= Exercise =
Among the entries below, copy every line that carries the word "stretchr".

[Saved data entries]
>>

PR #884, opened 2024-11-04
feat: publishing non event-sourced events

MaxSchaefer:
This pull request enables our event to be defined in proto message. An event message contains the option `libs.events.v1.event_type`. This option gets evaluated by our event logic to resolve the event type directly from the proto defintion.

I also introduce the concept of an EntityEvent. Those events are quickly raised events in non event sourced services.


proto/libs/events/v1/options.proto
```diff
@@ -0,0 +1,11 @@
+syntax = "proto3";
+
+package libs.events.v1;
+
+import "google/protobuf/descriptor.proto";
+
+option go_package = "gen/libs/events/v1";
+
+extend google.protobuf.MessageOptions {
+  string event_type = 2123;
```
FoseFx, line 10: explain this number

libs/hwes/event.go
```diff
@@ -48,7 +56,35 @@ type metadata struct {
 	TraceParent string `json:"trace_parent"`
 	// The Timestamp represents the time when the event was created. Using the built-in eventstoreDB timestamp is
 	// discouraged.
-	Timestamp time.Time `json:"timestamp"`
+	Timestamp   time.Time `json:"timestamp"`
+	DataIsProto bool      `json:"data_is_proto"`
+}
+
+// MessageToEventName reflects the passed EventType message extension of the passed message.
```
FoseFx, line 63: this documention raises more questions than it answers

what does it do
then how does it do it, if relevant

libs/hwes/event.go
```diff
@@ -48,7 +56,35 @@ type metadata struct {
...
+// When the EventType is nil, the current default EventType of proto/libs/events/v1 gets used.
```
FoseFx, line 64:
```suggestion
// When the EventType is nil, the current default EventType of proto/libs/events/v1 gets used.
```

instead, drop the second parameter and suffix the function with v1 or alike

libs/hwes/event.go
```diff
@@ -48,7 +56,35 @@ type metadata struct {
...
+func MessageToEventName(protoMessage proto.Message, eventType *protoimpl.ExtensionInfo) string {
```
FoseFx, line 65: "To" implies conversion, but we extract a field here

libs/hwes/event.go
```diff
@@ -104,6 +146,21 @@ func NewEvent(aggregate Aggregate, eventType string, opts ...EventOption) (Event
 	return evt, nil
 }
 
+func NewEventFromProto(aggregate Aggregate, message proto.Message, opts ...EventOption) (Event, error) {
```
FoseFx, line 149:
```suggestion
func FromProto(aggregate Aggregate, message proto.Message, opts ...EventOption) (Event, error) {
```

libs/hwes/eventstoredb/entity_event.go
```diff
@@ -0,0 +1,63 @@
...
+	"fmt"
+	"telemetry"
+
+	"github.com/EventStore/EventStore-Client-Go/v4/esdb"
+	"github.com/google/uuid"
+	"google.golang.org/protobuf/proto"
+	"hwes"
+)
+
+type EntityAggregate struct {
```
FoseFx, line 14: what is an entity aggregate? how does it differ from a normal aggregate? why are they needed?

libs/hwes/eventstoredb/entity_event.go
```diff
@@ -0,0 +1,63 @@
...
+	a := &EntityAggregate{}
+	a.AggregateBase = hwes.NewAggregateBase(hwes.AggregateType(entityType), entityId)
+	return a
+}
+
+func (a *EntityAggregate) GetTypeID() string {
+	return fmt.Sprintf("entity_%s-%s", a.GetType(), a.GetID())
+}
+
+// SaveEntityEvent creates a temporary EntityAggregate to create
```
FoseFx, line 28: not relevant for the devs using the function (i think? or does this cause some side effect?)

services/tasks-svc/internal/ward/ward.go
```diff
@@ -77,14 +86,23 @@ func (s ServiceServer) CreateWard(ctx context.Context, req *pb.CreateWardRequest
 	// add to "recently used"
 	tracking.AddWardToRecentActivity(ctx, wardID.String())
 
+	// emit event
```
FoseFx, line 89:
```suggestion
	// store event
```

proto/services/updates_svc/v1/updates_svc.proto
```diff
@@ -6,7 +6,9 @@ option go_package = "gen/services/updates-svc/v1";
 
 // An event that gets raised on non-event sourced entities
 message EntityEvent {
-  string entity_id = 1;
+  string event_type = 1;
```
FoseFx, line 9: again, why is this split needed? why would a client even care about this impl. detail?

services/updates-svc/stories/updates_test.go
```diff
@@ -24,6 +38,61 @@ func TestOpenAndClosingReceiveUpdatesStream(t *testing.T) {
...
+	bedId := uuid.New()
+
+	req := &pb.ReceiveUpdatesRequest{}
+	stream, err := updatesClient.ReceiveUpdates(ctx, req)
+	require.NoError(t, err)
+
+	go func() {
+		// test receive one event that got emitted after subscribing
+		res, err := stream.Recv()
+		requireTrueBool(t, assert.NoError(t, err))
```
FoseFx, line 56: you can't use require, but can use assert? isn't that largly the same library

services/updates-svc/stories/updates_test.go
```diff
@@ -4,16 +4,30 @@ import (
...
 
+	"github.com/google/uuid"
+
 	"github.com/stretchr/testify/require"
 
 	"github.com/stretchr/testify/assert"
 )
 
+// requireTrueBool because require. cannot be used in Goroutines and to prevent many if-conditions
+func requireTrueBool(t *testing.T, b bool) {
```
FoseFx, line 23:
```suggestion
func requireTrue(t *testing.T, b bool) {
```

services/updates-svc/stories/updates_test.go
```diff
@@ -24,6 +38,61 @@ func TestOpenAndClosingReceiveUpdatesStream(t *testing.T) {
...
+	stream, err := updatesClient.ReceiveUpdates(ctx, req)
+	require.NoError(t, err)
+
+	go func() {
+		// test receive one event that got emitted after subscribing
+		res, err := stream.Recv()
+		requireTrueBool(t, assert.NoError(t, err))
+
+		requireTrueBool(t, assert.NotNil(t, res.GetEntityEvent()))
+		requireTrueBool(t, assert.Equal(t, "bed", res.GetEntityEvent().GetEntityType()))
```
FoseFx, line 59: res.GetEntityEvent() can be a variable

libs/hwes/event.go
MaxSchaefer: We create a new event from the passed proto message. I like the verbosity there. It also indicates a "constructor" like method.

services/updates-svc/stories/updates_test.go
MaxSchaefer: Jup. The underlying .Fail() functions behave differently in Goroutines. require.() calls .FailNow()

proto/services/updates_svc/v1/updates_svc.proto
MaxSchaefer: Any good wording to not use "entity" or "aggregate"?

FoseFx: I don't think I made myself clear.

Why do we, additionally to "normal" Events also have EntityEvents?

MaxSchaefer: To differentiate between non event-sourced and event-sourced entities. But yes, I dont want to show this implementation detail to the client either. But I dont have a good abstraction for the response ... lets strich with only entities ...

FoseFx: why is any abstraction needed at all? just return a normal event

MaxSchaefer: Its not about the event. Its about the entity or aggregate.

FoseFx: yes, just pretend its an aggregate

libs/hwes/eventstoredb/entity_event.go
```diff
@@ -0,0 +1,66 @@
...
+	"telemetry"
+
+	"github.com/EventStore/EventStore-Client-Go/v4/esdb"
+	"github.com/google/uuid"
+	"google.golang.org/protobuf/proto"
+	"hwes"
+)
+
+// Extending entityAggregate to override GetTypeID down below
+type entityAggregate struct {
```
FoseFx, line 15: why do we need this type? why do we not use normal aggregates for everything? then we can switch to an event-sourced approach *really* easily if we want to

FoseFx: why? are the events not the same as when we'd use then to construct projections with them? why would we want to disregard all existing events?

wasn't the point to have the write-part of the ES approach ready to use? we just don't *source* from these events?

MaxSchaefer: _We discussed this via audio_

- [  ] Use aggregate type to differentiate between event sourced and non event sourced event streams

services/tasks-svc/internal/task-template/task_template.go
```diff
@@ -86,13 +102,29 @@ func (ServiceServer) CreateTaskTemplate(
 		Str("taskTemplateID", templateID.String()).
 		Msg("taskTemplate created")
 
+	// store event
+	if err := eventstoredb.SaveEntityEventForAggregate(ctx, s.es, NewTaskTemplateAggregate(templateID),
```
FoseFx, line 106: A cleaner way is to 

- create a new EntityAggregateBase type, which embeds AggregateBase
- EntityAggregateBase then implements a custom Save() method, which does the same as SaveEntityEventForAggregate
- TaskTemplateAggregate, BedAggregate etc embed EntityAggregateBase instead of AggregateBase
- handler call `NewTaskTemplateAggregate(templateID).Save(...)`

libs/hwes/event.go
```diff
@@ -36,6 +41,7 @@ type Event struct {
 	OrganizationID *uuid.UUID
 	// w3c trace context
 	TraceParent string
+	DataIsProto bool
```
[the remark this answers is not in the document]
MaxSchaefer: Yes. We should use mime types instead. But the goal is to quickly move all events in proto and get rid of this bool as well. Let me add a quick comment explaining this.

services/tasks-svc/internal/task-template/task_template.go
MaxSchaefer: Yes. Sounds good. I've created a new issue for this.

FoseFx (approved):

<<

= Response area =
 	"github.com/stretchr/testify/require"
 	"github.com/stretchr/testify/assert"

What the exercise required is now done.